_Source data:_
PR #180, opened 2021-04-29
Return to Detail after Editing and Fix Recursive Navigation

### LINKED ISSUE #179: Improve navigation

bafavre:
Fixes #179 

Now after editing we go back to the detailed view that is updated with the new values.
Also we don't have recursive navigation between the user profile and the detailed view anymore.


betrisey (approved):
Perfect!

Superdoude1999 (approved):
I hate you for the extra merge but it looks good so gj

_What to do:_
Precisely the line with "Also we don't" and the lines after it, up to the last line of the entries above, are to be reproduced, and nothing more.

_Written solution:_
Also we don't have recursive navigation between the user profile and the detailed view anymore.


betrisey (approved):
Perfect!

Superdoude1999 (approved):
I hate you for the extra merge but it looks good so gj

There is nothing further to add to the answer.